Krayson pursed his lips. He'd prefer if there was a spell to it that he could figure out how to emulate, but this was valuable information nonetheless. "Does that include your human form?"

Saveen bobbed her tiny head. "Certainly."

"What's different?"

Saveen hummed, considering. "Aside from color? Well, my form is a girl I remember seeing before. She used to come with other women of her tribe to trade with the ogres near my lair. I liked her because she always won more Wager than she lost, but Trell wouldn't let me go to the ogres when mortals were around."

"Probably for the best that Teulites never learned that dragons lived nearby. Trell was right to warn you off. But, what does your form's origin have to do with altering your form?"

"Her legs," Saveen said. "One leg was shorter than the other. Not by much, but enough to make her walk with a limp. I felt bad for stealing her form and changing something like that, but Elise wouldn't have approved of it otherwise."

Krayson wondered why Saveen would feel guilty over making a practical alteration, but didn't care enough to press the issue. Remorse was another of his ghosts, though he couldn't recall ever being much familiar with the emotion. "No human arcanist I've heard of can do this. As a mouse, you form vocal chords to allow you to speak?"

Saveen nodded. "That's the idea. Kimpo is especially good at altering her form, and she learned how from the Storyteller. Kimpo showed me how she rejiggered the way her hands worked for her somatics."

That, if nothing else, caught Krayson's interest. He remembered the odd somatics he'd seen her use and couldn't replicate. He'd tried since he saw them but couldn't manage it. The gesture involving touching the tips of the thumb and little finger across the knuckles was plain impossible without breaking something.

"That's a trick I wouldn't mind learning how to do," Krayson admitted. "I was never much good at polymorphy, unfortunately."
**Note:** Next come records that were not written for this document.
PR #3261, opened 2017-05-31
Add contact info to group B embassy pages

bevanloon:
New embassy pages should also show contact information as it currently displays on the worldwide organisation pages.

#### With main and home page offices
with_home_page_offices

#### With main offices but without home page offices
without_home_page_offices

Had a quick chat with Lucy and she advised to include both in the page since.

PR #3265, opened 2017-06-01
Revert "Add contact info to group B embassy pages"

bevanloon:
Reverts alphagov/whitehall#3261

In discussion, we have decided to only show the `main_office` rather than both `main_office` and `home_office`


bevanloon:
Closing in favour of https://github.com/alphagov/whitehall/pull/3266 so we keep a record of the conversation and decision

Issue #3223, opened 2017-05-13
"Coming soon" content items in the past


fofr:
There are 142 content items with the schema_name "Coming soon" which tell users that this content will be published on a date that's in the past.

Example:
https://www.gov.uk/government/case-studies/ww1-australian-vc-recipient-corporal-alexander-stewart-burton

![screen shot 2017-05-13 at 11 03 32](https://cloud.githubusercontent.com/assets/319055/26024570/d2e7644a-37cb-11e7-9b07-f041b1b480b2.png)

## See list of 142
```
all = ContentItem.where(schema_name: 'coming_soon').to_a
y all.select {|c| Date.parse(c.details[:publish_time]) < Date.today }.map {|c| [c._id, c.details[:publish_time]] }
```

cc @gpeng @rubenarakelyan @nickcolley

rubenarakelyan:
I've added this to our support board

ChrisBAshton:
No loner seems to be a thing:

```
ContentItem.where(schema_name: 'coming_soon').to_a
=> []
```

PR #3482, opened 2017-10-06
Use `Edition#content_id` in `ComingSoonPresenter`

gpeng:
The `ComingSoonPresenter` was generating a random content id when presenting content to the publishing API. This was causing `ComingSoon` pages to be orphaned if the content was unscheduled.

This commit uses the edition `content_id` instead which resolves the issue.

[Trello](https://trello.com/c/ef1EoOZQ/189-unscheduled-report-still-shows-as-scheduled)

### DIFF
--- a/app/presenters/publishing_api/coming_soon_presenter.rb
+++ b/app/presenters/publishing_api/coming_soon_presenter.rb
@@ -24,7 +24,7 @@ module PublishingApi
     def initialize(item, update_type: nil)
       self.item = item
       self.update_type = update_type || "major"
-      @content_id = SecureRandom.uuid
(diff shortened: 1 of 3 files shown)


tuzz:
Is it worth cleaning up the orphaned docs. in publishing api, too?

fofr:
Will this fix https://github.com/alphagov/whitehall/issues/3223?

gpeng:
@fofr Yes, well I think it will fix the cause of them being left there. @tuzz Yes, I'll look at that in a separate PR. I don't think we have anything to clean up in Whitehall as they are only created in publishing api/content store.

Saveen patted his palm sympathetically with her paw and examined his hand in detail. "A dragon can just hold the anatomy they want in their head to make it happen. I see how your bones work, but to be like Kimpo, you'd need to... Flames!"
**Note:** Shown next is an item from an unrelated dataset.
PR #3486, opened 2017-10-11
Remove SRI from admin JS

gpeng:
We've received a number of support tickets relating to issues with the pop-up menus in Whitehall admin not popping up. These seem to be caused by the admin JS not loading for some users since we added the SRI attributes.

Krayson hissed in sudden discomfort. It was like someone pulling on each of his fingers until they popped, only sharper. He nearly dropped Saveen from the shock of it.
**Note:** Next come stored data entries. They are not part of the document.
PR #3487, opened 2017-10-11
Reslug UKTI organisations to DIT

rubenarakelyan:
This commit changes the slugs of all the worldwide UKTI organisations to DIT following the change of name of the department.

Trello: https://trello.com/c/K6rCadFY/205-75-organisation-changes


db/data_migration/20171011123033_reslug_ukti_to_dit.rb
```diff
@@ -0,0 +1,84 @@
+require "data_hygiene/organisation_reslugger"
```
gpeng: I don't think we need to require this. The environment gets included when these get run https://github.com/alphagov/whitehall/blob/master/lib/tasks/data_migrator.rake#L6

rubenarakelyan: Ah right, was copying from prior art!

PR #3495, opened 2017-10-16
Fix jQuery UI after upgrading the Rails version

tuzz:
https://trello.com/c/cDOjXWjP/231-editor-view-for-adding-items-to-collection-has-bad-formatting-post-rails-5-upgrade

Previously, the 'jquery.ui.all' module loaded
these modules recursively. This doesn't seem to
work anymore so require them explicitly.

Longer term, we shouild try upgrading jQuery UI
to the latest version:
https://trello.com/c/je5OJmaY/1113-upgrade-jquery-ui-in-whitehall-admin

**Before:**
screen shot 2017-10-16 at 12 29 12

**After:**
screen shot 2017-10-16 at 12 29 53

### DIFF
--- a/app/assets/stylesheets/admin.scss
+++ b/app/assets/stylesheets/admin.scss
@@ -1,5 +1,21 @@
 @import 'govuk_admin_template';
-@import 'jquery.ui.all';
+
+@import 'jquery.ui.core';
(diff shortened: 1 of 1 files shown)


fofr:
jQuery UI 😞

"Oh..." Saveen gasped. "Oh! Krayson, you did it!"

"Did it? I didn't do..." He looked at his hand and how the shape of it seemed slightly different. "...anything."

Krayson was well-versed in anatomy, and his hand no longer looked exactly as it should. The palm was more symmetrical, and his little finger was now the same length as his index. Furthermore, the web of flesh between palm and thumb was simply missing. Krayson waggled his fingers and found that they were able to work independently of one another. Moving one no longer had a noticeable effect on the others. He'd trained his hands for years to be more precise, but he'd never been able to fully suppress all sympathetic movement.

Testing himself, Krayson attempted the thumb to little finger somatic. It was effortless.

"Saveen?" he asked.

"Err... Was that me who did that?"

Krayson let a tiny measure of ether flow into his hands, the spell shaped by the somatic. The ether left his body as a curl of fire that then coalesced into a solid length, now more a glowing thread than a flame.

Single-point single somatic results in that. Compound with additional essence somatics, increase the ether, expand to a double somatic utilizing conjuration forms. Thunder take me. With a little practice, I could conjure a robe out of fire.

Try as he might, Krayson couldn't figure out what caused this transmutation of his own body. Rather, the polymorphy. His form had been adjusted, just as Saveen described. What surprised him more was that he was fully convinced that he had little to do with it. Somehow-- he could only begin to speculate on the cause and implications, not to mention applications-- but Saveen had used the bond to polymorph him. The dragon bond was head and shoulders above a simple shared pool of ether.

Krayson licked his lips that had gone dry. "What else can we do?"